Excerpts from a dataset:

»»

PR #9280, opened 2022-05-31
VACMS-9097 new facility notification

tjheffner:
## Description

Relates to #9097. First of four use cases for "dogfooding" the messages stack with our CMS Help Desk.

- Sends out a template message using the newly created CMS Help Desk notifications user to support@va-gov.atlassian.net with a message about any new facility created so that the appropriate follow-up steps may happen. 
- Coordinated with Stefanie on the desired wording of the email template.
- Created view modes to display email subject/body correctly.

## Testing done
Created new facilities of the 6 types locally, verified that an email was sent in mailhog ( https://va-gov-cms.ddev.site:8026/ )

## Screenshots
Email generated from a new facility being created:
Screen Shot 2022-05-31 at 2 05 15 PM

««

__WHAT TO PRODUCE__: Would you show every line in the data above that contains the string "Desk"?

__SOLUTION FOR THIS PROBLEM__:
Relates to #9097. First of four use cases for "dogfooding" the messages stack with our CMS Help Desk.
- Sends out a template message using the newly created CMS Help Desk notifications user to support@va-gov.atlassian.net with a message about any new facility created so that the appropriate follow-up steps may happen. 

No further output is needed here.